Dataset excerpts
PR #1051, opened 2026-06-03
dispatch: arm reseed timer on pace-curve budget pause (#1050)

natb1:
Closes #1050

## Problem

`dispatch-target-workers` returns a worker target of 0 in two distinct cases:

1. **Absolute cap-hit** — `used_percentage >= target` on the weekly (90%) or
   5-hour (50% floor) window.
2. **Pace-curve pause** — cumulative weekly usage runs ahead of the smooth
   cumulative-spend curve (`used_weekly >= W(x)`) while still far below the
   absolute weekly cap. Stage 2 collapses the 5h band to `F=0`, so the target
   is 0.

`dispatch-schedule-reseed` (the resume-from-stall mechanism, #725) only armed a
`dispatch-reseed-<resets_at>` timer for case 1. Its "neither cap hit → no-op"
branch silently no-op'd on a pace-curve pause, so a chain that drained its last
worker during a pace pause stayed dead with no scheduled restart — even though a
pace pause is transient and self-clearing (the curve `W` rises to meet flat
`used_weekly` within the hour).

## Change

Make `dispatch-target-workers` the single authority for *when the target next
becomes ≥ 1*, reusing its own Stage-1 curve math so the two cannot diverge.

- **`dispatch-target-workers`** gains a `--reopen-at` mode: it solves
  `W(x) = used_weekly` by bisection over the monotonic Stage-1 curve and prints
  the pace-curve crossing epoch, or `none` when the pace curve is not the
  blocker (target already ≥ 1, transient 5h fill, or missing weekly anchor).
  Count mode (the only existing caller path) is unchanged — verified
  byte-identical across 448 input combinations.
- **`dispatch-schedule-reseed`**'s no-absolute-cap branch now consults
  `--reopen-at` and arms a `dispatch-reseed-<fire>` timer at the crossing, with
  a short-delay floor (`NOW + 300s`, the #979 pattern) when the crossing is
  at/before now. The absolute-cap path is unchanged (no regression). The unit
  name stays `dispatch-reseed-<fire>` so the #1010 continuation invariant's
  `dispatch-reseed*` pending-timer detection still recognizes pace-path timers.
- **Tests** in `test-dispatch-scripts.sh` cover `--reopen-at` (pace pause →
  crossing, under-pace/missing-anchor → `none`) and the reseed pace path
  (stubbed future/none/past cases plus an end-to-end real-budgeter case). Suite
  passes 1161/1161.
- **`reference.md`** documents both stall classes and the curve-crossing reopen.

## Acceptance criteria

- [x] Budgeter emits the earliest target-≥-1 epoch: `resets_at` for an absolute
      cap-hit, the `W(x)=used_weekly` crossing for a pace-curve pause, `none`
      when already ≥ 1.
- [x] Pace-curve pause arms a `dispatch-reseed-<fire>` timer at the crossing.
- [x] Absolute cap-hit still arms at the blocking window `resets_at` (no
      regression).
- [x] Crossing at/before now arms a short-delay timer, not a past-dated one.
- [x] `reference.md`'s #725 section documents the pace-curve `F=0` stall class
      and its curve-crossing reopen.
- [x] `test-dispatch-scripts.sh` covers all four reseed cases.


natb1:
## QA — autonomous pass ✅

Non-browser PR (dispatch scripts + reference doc). The QA pass covers the
acceptance criteria as machine-verifiable checks: the full `test-dispatch-scripts.sh`
suite plus direct exercise of the real scripts.

**Items walked: 6 — PASS 6 / FAIL 0 / SKIP 0**

| # | Item | Result |
|---|------|--------|
| 1 | Full `test-dispatch-scripts.sh` suite (incl. all #1050 tests) | **PASS** — 1206/1206 |
| 2 | `--reopen-at` on a pace-curve pause emits a numeric crossing epoch | **PASS** — `1026175`, strictly in `(1000000, 1302400)` |
| 3 | `--reopen-at` returns `none` when pace curve isn't the blocker (under-pace + missing anchor) | **PASS** — `none` in both cases |
| 4 | `--reopen-at` rejects an unrecognized mode arg | **PASS** — exit 2 + clear stderr |
| 5 | Count mode unchanged (pace pause→0, under-pace→≥1, missing telem→1 fallback) | **PASS** — `0` / `8` / `1` |
| 6 | `dispatch-schedule-reseed`: crossing timer on pace pause, short-delay floor on past crossing, no-op when pace permits | **PASS** — suite tests 15–18 (stub + real budgeter) |

Direct script exercise (beyond the in-suite harness) confirmed against the real
`dispatch-target-workers` in the worktree.

**Acceptance criteria mapping**
- Earliest reopen epoch (resets_at for cap-hit / curve-crossing for pace pause / `none` when ≥1) — items 2, 3, 5.
- Pace-curve pause arms a `dispatch-reseed-<fire>` timer at the crossing — item 6 (tests 15, 18).
- Absolute cap-hit still arms at `resets_at` (no regression) — suite reseed tests (no failures).
- Crossing at/before now → short-delay floor — item 6 (test 17).
- Chain resumes when target ≥ 1 — covered by count-mode behavior (item 5) + reseed timer.
- `reference.md` documents the pace-curve `F=0` stall class and curve-crossing reopen — present in the diff (new "Pace-curve pause" + "Short-delay floor" sections).
- `test-dispatch-scripts.sh` covers all four reseed scenarios — present and passing (item 1).

**Deferred to office-hours:** none — every item was machine-verifiable.

**Bugs found:** none.

natb1:

### Findings that were fixed
- **`dispatch-schedule-reseed`** — the no-cap-hit branch conflated the budgeter's `none` sentinel (pace curve genuinely permits) with an empty string (budgeter failed: missing binary or non-zero exit), printing "pace curve permits" in both cases. A failed budgeter therefore emitted a healthy-looking diagnostic, obscuring root-cause analysis of a stalled chain. Split into a `none` case (unchanged "permits" message) and an explicit "budgeter returned unexpected result" case. Fixed in `50627f9c`.
- **`test-dispatch-scripts.sh`** — added Test 17b covering the boundary where the pace-curve crossing epoch equals NOW exactly. The short-delay floor applies on `RESEED_AT <= NOW` (inclusive of equality); a future tightening to strict `<` would silently regress this boundary with no failing test. Test pins `dispatch-reseed-10300 at 10300`. Fixed in `50627f9c`.

### Informational findings
- **`dispatch-schedule-reseed`** — the reopen path with `FIVEH_PRESENT=0` is not directly exercised in this script's tests. The logic is correct (reopen mode ignores the 5-hour window entirely), so this is a minor coverage gap with no regression risk — noted for reference only.

### Disregarded findings
- **`dispatch-target-workers`** count-mode `remaining` "computed twice": the outer computation is the early-exit guard (`remaining <= 0 → print 0`), semantically distinct from `W_of` at that point. The duplication is load-bearing; collapsing it would change behavior. Not an improvement.

Full suite: 1208/1208 passing.

natb1:
## Fixed
- Correct the reopen-crossing clamp comment in `dispatch-target-workers` — it implied the clamp can trigger, but `W_of` is monotonic increasing and the bisect only runs when `W_of(now) <= used_weekly`, so `fire >= now` always and the clamp is unreachable: 4b38300a
- Pin the budgeter's own `rate_limits` path in the reseed test harness (`sr_setup` / `sr_write_rl` / `sr_teardown`) so reseed tests are isolated from the real `~/.local/share/.../rate_limits.json` even if the budgeter's read/override order ever changes (the reseed script passes telemetry via per-field env vars, which take precedence, so the path is never read in practice — defensive): 4b38300a
- Add a test that an unexpected (non-numeric, non-`none`) `--reopen-at` string makes `dispatch-schedule-reseed` no-op with exit 0 and a stderr diagnostic, making the numeric/`none`/else triad explicit: 4b38300a

## Informational
- `W_of`'s awk-local `remaining` shares a name with the count-mode `remaining` assigned in the `BEGIN` block. These are distinct awk scopes (the function parameter shadows), so there is no shared state or bug — purely a readability note for a future reader.
- A `hw == 0` short-circuit in the bisect (`print now; exit`) would save the 60 iterations that otherwise converge to `now`, but it is not a correctness issue: the bisect already lands on `now`, and the shell-layer short-delay floor handles the at/before-now case. Left as-is.

## Dismissed
_None._

## Deferred
_None._

natb1:
## Security review — pace-curve reseed (security phase)

**Surface classification:** `code` (deps=false, app_or_rules=false). Changed files are the dispatch chain's bash/awk scripts plus `reference.md`. No application source, Firestore rules, or dependency manifests changed.

**Reviewers run:** input-validation, secrets, red-team, built-in `/security-review` (the four unconditional-on-code reviewers). App-domain reviewers (auth, data-exposure, Firebase) skipped — `app_or_rules=false`. Dependency audit skipped — `deps=false`. CodeQL fetched inline.

**Inline scans:**
- **CodeQL** — no open alerts for the PR ref (clean).
- **Dependency audit** — not run (`package.json` / `package-lock.json` unchanged).

**Clean reviewers:** secrets, built-in `/security-review` — no findings.

### Findings and dispositions

All three findings are **not fixed** — each is a false-positive / out-of-scope within the project's threat model. No `required` findings; no code changes.

| # | Finding | Confidence | Disposition |
|---|---|---|---|
| A | `DISPATCH_SCHEDULE_RESEED_TARGET_WORKERS_CMD` lets an env-var override redirect the budgeter to an arbitrary executable (`dispatch-schedule-reseed`). OWASP A03 / STRIDE Elevation of Privilege. | medium | **false-positive** |
| B | `REOPEN_AT` echoed unsanitized into a stderr diagnostic in the "unexpected result" branch — terminal/log control-char injection (`dispatch-schedule-reseed`). OWASP A03/A09 / STRIDE Tampering. | low | **false-positive** |
| C | Reopen-mode bisection could arm a timer at `resets_weekly` if the curve never reaches `used_weekly`, pinning the chain to weekly restarts via a hostile `target-workers.json` (`dispatch-target-workers`). OWASP A05 / STRIDE Denial of Service. | low | **false-positive / out-of-scope** |

**Rationale:**

- **A** — `DISPATCH_SCHEDULE_RESEED_TARGET_WORKERS_CMD` is a documented env-var test override, structurally identical to the pre-existing `DISPATCH_SCHEDULE_RESEED_SYSTEMD_RUN_CMD` and `..._RATE_LIMITS_PATH` overrides this script already ships. Environment variables sit inside the dispatch chain's trust boundary; an attacker who can set them before the script runs already has session-level code execution. Consistent-with-convention, not a new attack surface. The `REOPEN_AT` output is then validated against `^[0-9]+$` / `none` before any arithmetic or unit-name use.

- **B** — only reachable when the budgeter emits output that is neither numeric nor `none`. In production the budgeter is the trusted sibling `dispatch-target-workers`; reaching this branch presupposes Finding A's precondition (a hostile budgeter binary). Terminal/log-control-char injection is outside the threat model — the built-in `/security-review` scan explicitly excludes log spoofing. The value never reaches stdout, a log file, or any arithmetic/exec context.

- **C** — at `t = resets_weekly` the terminal envelope gives `W_of(resets_weekly) = terminal` (default 100) and the smooth term equals `target_weekly` (default 90), so `W_of(resets_weekly) = 100`. `used_weekly` is a percentage ≤ 100, and a pace-pause requires `used_weekly < target_weekly` (below the absolute cap), so a crossing always exists strictly within `(now, resets_weekly]` — the bisection converges to a real crossing, never the boundary. The "curve never catches up" premise requires misconfiguring `terminal`/`target_weekly` below `used_weekly` (config-write access = already trusted), and the curve config is validated by #930.

### Conclusion

No required fixes. Input validation across the new surface is sound: `REOPEN_AT`, `SHORT_DELAY`, and `MODE` are all validated (`^[0-9]+$` / `case`) before reaching arithmetic, `env`, or `systemd-run` unit-name / `--on-calendar` construction. Marking the PR ready.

> The task
Set the entries down again exactly, beginning with their first line and ending with the line that contains "far below the"; omit all other lines.

> Your response
PR #1051, opened 2026-06-03
dispatch: arm reseed timer on pace-curve budget pause (#1050)

natb1:
Closes #1050

## Problem

`dispatch-target-workers` returns a worker target of 0 in two distinct cases:

1. **Absolute cap-hit** — `used_percentage >= target` on the weekly (90%) or
   5-hour (50% floor) window.
2. **Pace-curve pause** — cumulative weekly usage runs ahead of the smooth
   cumulative-spend curve (`used_weekly >= W(x)`) while still far below the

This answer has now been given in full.